PR #246, opened 2024-10-17
Fix Rust rendering when account list is empty

febo:
### Problem

Currently, the Rust renderer will generate code with clippy warnings when the account list is empty since it will unnecessarily use the length of the accounts (`0` in this case) in calculations.

### Solution

Update the rendering logic to test if the account list length is greater than `0` before using the value.


lorisleiva (approved):
Perfect 👌

PR #616, opened 2025-05-22
feat: replace solana-program with pubkey/account-info/instruction crates

sonicfromnewyoke:
## Problem
`renderers-rust` and `renderers-vixen-parser` use bloated `solana-sdk` and `solana-program` crates

## Solution
replace `solana-sdk` and `solana-program` by smaller creates which leads to faster compilation time and smaller bin sizes according to [solana-sdk-crate-migration-guide](https://github.com/kevinheavey/solana-sdk-crate-migration-guide/tree/main)

also `solana-*` crates were bumped to the `~v2.2`


fernandodeluret (approved):
From the perspective of `renderers-vixen-parser` (and the use we do there of `renderers-rust`) this is LGTM!  :handshake: :heart:

kespinola (approved):

lorisleiva (changes requested):
Thanks, we’ve actually already got this done for `solana-pubkey` (https://github.com/codama-idl/codama/pull/535) in a dedicated branch (`renderers-rust/use-granular-crates`) in the hope to tackle more granular crates as they get released. This is mainly so we can do a single breaking change for the Rust renderer for all these changes. Would you be able to submit multiple PRs for the other crates into this branch? Then we can publish the whole branch when it’s ready.

PR #644, opened 2025-06-12
[cli] correct readme commands

nickfrosty:
Since the codama cli is installed as a package into the user's repo (and not globally), they will need to use their package manager to run the codama cli

### DIFF
--- a/packages/cli/README.md
+++ b/packages/cli/README.md
@@ -15,7 +15,7 @@ To get started with Codama, simply install `@codama/cli` which provides the `cod
 
 ```sh
 pnpm install @codama/cli
-codama init
+pnpm codama init
 ```
 
 You will be prompted for the path of your IDL and asked to select any script presets you would like to use.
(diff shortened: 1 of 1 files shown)


lorisleiva (commented):
Hmm I don't think the `pnpm` prefix is necessary — even when installing a package locally. The only advantage of using a `pnpm` prefix is that it will find the closest `package.json` wherever your are in the folder structure whereas using `codama` directly requires you run this at the root of the repository.

nickfrosty:
in my testing, if you dont add the prefix the `codama` command is not available since i do not have it installed globally or linked locally for maintainer testing.

do you not experience the same?

lorisleiva:
Oh I think it's probably because you don't have `./node_modules/.bin` in your local `PATH` variable. Maybe it's safer to document it as `pnpm codama` but it's a bit uglier haha.

lorisleiva:
Alright let's add the prefix then. 🫡

Could you please just remove the changeset since this PR does not warrant a new version to be published?

nickfrosty:
changeset removed :)

lorisleiva (approved):
Thank you!

PR #645, opened 2025-06-12
refactor(renderers-rust): extract `solana-account-info` from `solana-program` & `solana-account` from `solana-sdk`

sonicfromnewyoke:
### Problem

renderers-rust use bloated `solana-sdk` and `solana-program` crates

### Solution

extract `solana-account-info` from `solana-program`  and `solana-account` from `solana-sdk` as a part of more granular migration, agreed in #616


lorisleiva (approved):
Tysm! 🍻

▬▬▬▬▬▬

## What you need to do:
Word for word, return the entire listing above.

## Answer box:
PR #246, opened 2024-10-17
Fix Rust rendering when account list is empty

febo:
### Problem

Currently, the Rust renderer will generate code with clippy warnings when the account list is empty since it will unnecessarily use the length of the accounts (`0` in this case) in calculations.

### Solution

Update the rendering logic to test if the account list length is greater than `0` before using the value.


lorisleiva (approved):
Perfect 👌

PR #616, opened 2025-05-22
feat: replace solana-program with pubkey/account-info/instruction crates

sonicfromnewyoke:
## Problem
`renderers-rust` and `renderers-vixen-parser` use bloated `solana-sdk` and `solana-program` crates

## Solution
replace `solana-sdk` and `solana-program` by smaller creates which leads to faster compilation time and smaller bin sizes according to [solana-sdk-crate-migration-guide](https://github.com/kevinheavey/solana-sdk-crate-migration-guide/tree/main)

also `solana-*` crates were bumped to the `~v2.2`


fernandodeluret (approved):
From the perspective of `renderers-vixen-parser` (and the use we do there of `renderers-rust`) this is LGTM!  :handshake: :heart:

kespinola (approved):

lorisleiva (changes requested):
Thanks, we’ve actually already got this done for `solana-pubkey` (https://github.com/codama-idl/codama/pull/535) in a dedicated branch (`renderers-rust/use-granular-crates`) in the hope to tackle more granular crates as they get released. This is mainly so we can do a single breaking change for the Rust renderer for all these changes. Would you be able to submit multiple PRs for the other crates into this branch? Then we can publish the whole branch when it’s ready.

PR #644, opened 2025-06-12
[cli] correct readme commands

nickfrosty:
Since the codama cli is installed as a package into the user's repo (and not globally), they will need to use their package manager to run the codama cli

### DIFF
--- a/packages/cli/README.md
+++ b/packages/cli/README.md
@@ -15,7 +15,7 @@ To get started with Codama, simply install `@codama/cli` which provides the `cod
 
 ```sh
 pnpm install @codama/cli
-codama init
+pnpm codama init
 ```
 
 You will be prompted for the path of your IDL and asked to select any script presets you would like to use.
(diff shortened: 1 of 1 files shown)


lorisleiva (commented):
Hmm I don't think the `pnpm` prefix is necessary — even when installing a package locally. The only advantage of using a `pnpm` prefix is that it will find the closest `package.json` wherever your are in the folder structure whereas using `codama` directly requires you run this at the root of the repository.

nickfrosty:
in my testing, if you dont add the prefix the `codama` command is not available since i do not have it installed globally or linked locally for maintainer testing.

do you not experience the same?

lorisleiva:
Oh I think it's probably because you don't have `./node_modules/.bin` in your local `PATH` variable. Maybe it's safer to document it as `pnpm codama` but it's a bit uglier haha.

lorisleiva:
Alright let's add the prefix then. 🫡

Could you please just remove the changeset since this PR does not warrant a new version to be published?

nickfrosty:
changeset removed :)

lorisleiva (approved):
Thank you!

PR #645, opened 2025-06-12
refactor(renderers-rust): extract `solana-account-info` from `solana-program` & `solana-account` from `solana-sdk`

sonicfromnewyoke:
### Problem

renderers-rust use bloated `solana-sdk` and `solana-program` crates

### Solution

extract `solana-account-info` from `solana-program`  and `solana-account` from `solana-sdk` as a part of more granular migration, agreed in #616


lorisleiva (approved):
Tysm! 🍻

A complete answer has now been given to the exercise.